Смех Рабле внушает читателю, что несовершенство, дисгармоничность движения не надо воспринимать трагически. Это либо преходящие недостатки и пороки здоровой в основе человеческой природы, как в брате Жане и Панурге, либо действительное социальное зло, но тогда оно всего лишь колосс на глиняных ногах. Важная осанка всех этих насильников-агрессоров, одержимых планами мирового господства, этих держиморд, тупых невежд, врагов прогресса и культуры, этих взбесившихся маньяков, жирных тунеядцев, паразитирующих на теле народа – Пикрохолей и Анархов, Тубалов Олофернов и Ианотусов де Брагмардо, папоманов и птиц острова Звонящего, – в ходе поступательного движения человечества не больше, как претенциозный блеф. Они и сами не уверены в своем будущем. Такова забавная сцена военного совета у Пикрохоля: к концу заседания, когда «уже» завоевана вся Европа, Африка и Азия, воинственного авантюриста вдруг охватывает страх: не нападет ли на него армия Грангузье с тыла, пока он победоносно проходит через весь мир. Этот страх еще комичнее, чем сумасшедшие планы мирового господства. Пикрохоль забыл, что армия его соседа уже была молниеносно «разгромлена» еще в самом начале блестящего генерального плана. Грандиозные планы Пикрохоля, как и воинственная псевдоученость схоластов или магическая сила папоманских декреталий, – мыльные пузыри истории.

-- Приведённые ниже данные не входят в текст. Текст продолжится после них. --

PR #25318, opened 2022-12-30
feat: Use JSX/TSX in generated spec filenames

### LINKED ISSUE #24495: Scaffolds TS file for TSX project
### Current behavior

I followed the quickstart https://cypress-documentation-git-react-ct-guide-rework-cypress-io.vercel.app/guides/component-testing/react/quickstart#Install-Cypress

I made a new test with the "create new test" button. It made `cypress/component/ComponentName.cy.ts`. That's not very useful for React, I need a TSX file. I had to rename it manually.

### Desired behavior

Give me a TSX file if I am using React.

### Test code to reproduce

Follow this and do what it says
https://cypress-documentation-git-react-ct-guide-rework-cypress-io.vercel.app/guides/component-testing/react/quickstart#Install-Cypress

### Cypress Version

10.11

### Node version

All of them

### Operating System

Any

### Debug Logs

```shell
NA
```

### Other

_No response_

mike-plummer:
- Closes #24495 

### User facing changelog
- Utilize a JSX/TSX file extension when generating a new empty spec file if project contains at least one file with those extensions. This applies only to component testing and is skipped if the project `specPattern` has been configured to exclude files with those extensions.

### Additional details
Original writeup was specific to React which, while likely the largest use case for JSX, is not the only setup that can use JSX. It's also not necessary to use a JSX extension if using React (or other frameworks). For these reasons, I think the only reliable way to determine if we should use a JSX extension for the default spec filename is to check whether there are other existing files using that extension *and* it would not violate the project's configured specPattern to use it (so we don't generate "disappearing" spec files)

### Steps to test
1. Scaffold a CT project using any framework, keep default specPattern
2. Open Cypress, use "Create new empty spec" button. Verify suggested filename uses `cy.js` (not JSX)
3. Close Cypress, add a JSX file within the project (can be empty)
4. Reopen Cypress, use "Create new empty spec" button. Verify suggested filename now uses `cy.jsx` **_(CHANGED BEHAVIOR)_**
5. Close Cypress, add a `typescript` dependency to the project and rename `cypress.config.js` to `cypress.config.ts`
6. Reopen Cypress, use "Create new empty spec" button. Verify suggested filename now uses `cy.tsx` **_(CHANGED BEHAVIOR)_**
7. Close Cypress, update the CT `specPattern` to `**/*.cy.js`
8. Reopen Cypress, use "New spec" button. Verify suggested filename now uses `cy.ts` (not TSX)

### PR Tasks

### DIFF
--- a/packages/data-context/src/sources/ProjectDataSource.ts
+++ b/packages/data-context/src/sources/ProjectDataSource.ts
@@ -419,11 +419,24 @@ export class ProjectDataSource {
 
   async defaultSpecFileName (): Promise<string> {
     const { specPattern = [] } = await this.ctx.project.specPatterns()
+    let fileExtensionToUse: FileExtension = this.ctx.lifecycleManager.fileExtensionToUse
+
+    // If generating a component test then check whether there are JSX/TSX files present in the project.
+    // If project uses JSX then user likely wants to use JSX for their tests as well.
+    // JSX can be used (or not used) with a variety of frameworks depending on user preference/config, so
+    // the only reliable way to determine is whether there are files with JSX extension present
+    if (this.ctx.coreData.currentTestingType === 'component') {
+      const projectJsxFiles = await this.ctx.file.getFilesByGlob(this.ctx.currentProject ?? '', '**/*.[jt]sx')
+
+      if (projectJsxFiles.length > 0) {
+        fileExtensionToUse = `${fileExtensionToUse}x`
+      }
+    }
 
     return getDefaultSpecFileName({
       currentProject: this.ctx.currentProject,
       testingType: this.ctx.coreData.currentTestingType,
-      fileExtensionToUse: this.ctx.lifecycleManager.fileExtensionToUse,
+      fileExtensionToUse,
       specs: this.specs,
       specPattern,
     })
--- a/packages/data-context/src/sources/ProjectDataSource.ts
+++ b/packages/data-context/src/sources/ProjectDataSource.ts
@@ -426,10 +426,28 @@ export class ProjectDataSource {
     // JSX can be used (or not used) with a variety of frameworks depending on user preference/config, so
     // the only reliable way to determine is whether there are files with JSX extension present
     if (this.ctx.coreData.currentTestingType === 'component') {
+      debug('Checking for jsx/tsx files to determine file extension for default spec filename')
       const projectJsxFiles = await this.ctx.file.getFilesByGlob(this.ctx.currentProject ?? '', '**/*.[jt]sx')
 
       if (projectJsxFiles.length > 0) {
-        fileExtensionToUse = `${fileExtensionToUse}x`
+        debug('At least one jsx/tsx file found in project, utilizing for default spec filename')
+        const generatedSpecFileName = await getDefaultSpecFileName({
+          currentProject: this.ctx.currentProject,
+          testingType: this.ctx.coreData.currentTestingType,
+          fileExtensionToUse: `${fileExtensionToUse}x`,
+          specs: this.specs,
+          specPattern,
+        })
+
+        // There is the possibility that a specPattern has been configured to exclude spec files using jsx/tsx extensions
+        // In this case, fallback to default logic which will generate js/ts filename
+        if (await this.matchesSpecPattern(generatedSpecFileName)) {
+          return generatedSpecFileName
+        }
+
+        debug('jsx/tsx extension would violate configured specPattern, utilizing default spec filename')
+      } else {
+        debug('No jsx/tsx files found, utilizing default spec filename')
       }
     }
 
--- a/packages/data-context/test/unit/sources/ProjectDataSource.spec.ts
+++ b/packages/data-context/test/unit/sources/ProjectDataSource.spec.ts
@@ -819,15 +819,28 @@ describe('ProjectDataSource', () => {
       expect(defaultSpecFileName).to.equal('cypress/component-tests/foo/ComponentName.spec.js')
     })
 
-    it('yields correct filename from specpattern if there are jsx files in component testing', async () => {
-      ctx.coreData.currentTestingType = 'component'
-      sinon.stub(ctx.project, 'specPatterns').resolves({ specPattern: [] })
+    describe('jsx/tsx handling', () => {
+      beforeEach(async () => {
+        ctx.coreData.currentTestingType = 'component'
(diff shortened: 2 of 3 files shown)


packages/data-context/src/sources/ProjectDataSource.ts
```diff
@@ -419,11 +419,42 @@ export class ProjectDataSource {
 
   async defaultSpecFileName (): Promise<string> {
     const { specPattern = [] } = await this.ctx.project.specPatterns()
+    let fileExtensionToUse: FileExtension = this.ctx.lifecycleManager.fileExtensionToUse
+
+    // If generating a component test then check whether there are JSX/TSX files present in the project.
+    // If project uses JSX then user likely wants to use JSX for their tests as well.
+    // JSX can be used (or not used) with a variety of frameworks depending on user preference/config, so
+    // the only reliable way to determine is whether there are files with JSX extension present
```
marktnoonan, line 427: Ultimately it would be nice to put the extension preference for generated tests in the component testing config or something so there is the ability to override this if needed 🤔. But I think this is a good rubric, especially for new people to get what they probably expect.

packages/data-context/src/sources/ProjectDataSource.ts
```diff
@@ -419,11 +419,42 @@ export class ProjectDataSource {
...
+          currentProject: this.ctx.currentProject,
+          testingType: this.ctx.coreData.currentTestingType,
+          fileExtensionToUse: `${fileExtensionToUse}x`,
+          specs: this.specs,
+          specPattern,
+        })
+
+        // There is the possibility that a specPattern has been configured to exclude spec files using jsx/tsx extensions
+        // In this case, fallback to default logic which will generate js/ts filename
+        if (await this.matchesSpecPattern(generatedSpecFileName)) {
```
marktnoonan, line 444: Good catch

packages/data-context/test/unit/sources/ProjectDataSource.spec.ts
```diff
@@ -818,5 +818,29 @@ describe('ProjectDataSource', () => {
 
       expect(defaultSpecFileName).to.equal('cypress/component-tests/foo/ComponentName.spec.js')
     })
+
+    describe('jsx/tsx handling', () => {
```
marktnoonan, line 822: Could we have coverage for each possibility now? `.js`, `.ts`, `.jsx`, `.tsx`? Is this unwieldy to test?

marktnoonan:
Testing more, but in a Vue project that use jsx for tests, I get a `.js` file extension:

Screen Shot 2023-01-03 at 11 12 06 AM

It's this project: https://github.com/marktnoonan/cy-validators-example/tree/what-component

marktnoonan:
Works well in the React project I tried and in one of our other Vue example projects. Interestingly in the project that's not working as expected, the `defaultSpecFileName` is generated correctly and works fine for new specs that aren't coming from "Create from Component".

Screen Shot 2023-01-03 at 12 34 18 PM
Screen Shot 2023-01-03 at 12 34 28 PM

marktnoonan:
Hmm, @mike-plummer the testing instructions appear to only refer to the "Create new empty spec" button, so maybe I am wrong to expect this to work on the "Create from Component" feature. To close #24495 we would need to handle Create from Component:

> I made a new test with the "create new test" button. It made cypress/component/ComponentName.cy.ts. That's not very useful for React, I need a TSX file. I had to rename it manually.

But as I said above, in my testing for React I get the correct behavior from Create from React Component.

marktnoonan (approved):
Took me a few reads of everything to understand that the scope of this doesn't include "Create from Component" - so the Vue problems I reported are actually unrelated, I made a new issue here to track: https://github.com/cypress-io/cypress/issues/25346

packages/data-context/test/unit/sources/ProjectDataSource.spec.ts
mike-plummer: Got a bit tricker when I looked at stubbing out the TS case here. Since all this logic does is take the "js | ts" default extension and add "x" I didn't consider it necessary to cover all four permutations, but happy to look into it if you think it's of value

marktnoonan: Yeah it looks like `fileExtensionToUse` itself is asserted implicitly plenty, I think this is fine.

packages/data-context/src/sources/ProjectDataSource.ts
```diff
@@ -419,11 +419,42 @@ export class ProjectDataSource {
...
     const { specPattern = [] } = await this.ctx.project.specPatterns()
+    let fileExtensionToUse: FileExtension = this.ctx.lifecycleManager.fileExtensionToUse
+
+    // If generating a component test then check whether there are JSX/TSX files present in the project.
+    // If project uses JSX then user likely wants to use JSX for their tests as well.
+    // JSX can be used (or not used) with a variety of frameworks depending on user preference/config, so
+    // the only reliable way to determine is whether there are files with JSX extension present
+    if (this.ctx.coreData.currentTestingType === 'component') {
+      debug('Checking for jsx/tsx files to determine file extension for default spec filename')
+      const projectJsxFiles = await this.ctx.file.getFilesByGlob(this.ctx.currentProject ?? '', '**/*.[jt]sx')
```
ZachJW34, line 430: Can this check not be framework based? If it's react -> `{fileExtensionToUse}x` else `${fileExtensionToUse}`?

mike-plummer: You don't have to use JSX with React (albeit 99.9% of people do), and you can use JSX with non-React frameworks (like we do with our Vue tests). Doing a "is there already a JSX/TSX file present" seemed like the most reliable option, but I'll defer to the team

ZachJW34: I was trying to think through some edge-cases, like a user having some `jsx` file for storybook but not wanting to have that pollute their generated Cypress tests if they don't plan on using jsx to write their CT tests. I think the proper solution is to have a more deterministic output like what framework they have and then, like @marktnoonan pointed out, having a user config override.

In the end this is just a suggestion for a filename and the user can change it if they want. I'm cool with this if this gets us closer, especially for react devs as that is our majority.

ZachJW34 (approved):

Есть в Четвертой книге один забавный и многозначительный эпизод. Когда путешественники, покинув страну папоманов, пируют и веселятся на своем корабле, они в открытом море слышат варварскую речь, как бы исходящую от множества невидимых призраков, – ржание лошадей, шум битвы, слова, полные угроз, а также ругательства и непристойности. Вскоре выясняется, что это «замерзшие слова», оттаявшие с наступлением теплой погоды. Ибо, как объясняет Пантагрюэль, эры прошлого и будущего духовно соприкасаются во времени, как в пространстве соприкасаются миры. Слова, девизы, идеи прошлых эпох, некогда крылатые, подвижные и одухотворенные, но отошедшие в царство теней, «замерзшие», способны, «оттаяв», как бы ожить и обрушиться на людей подобно «простуде», пугая их в настоящем. Пантагрюэльцев вначале охватывает страх, и Панург предлагает спасаться бегством («Мы в ловушке!»). Но, узнав причину своих страхов, путешественники уже только забавляются «замерзшими словами», отогревают их на ладонях (и те лопаются, как каштаны на огне, издавая пугающие звуки); «ловят» друг друга «на слове», отказываются «дать слово», так как «это дело влюбленных» и т. п. Призраки прошлого – впоследствии Ф. Бэкон их назовет «идолами театра» – играют часто в спектакле жизни у Рабле роль «оттаявших», пугающих воображение «слов». Панург тут напрасно надеется найти ответ на свои сомнения.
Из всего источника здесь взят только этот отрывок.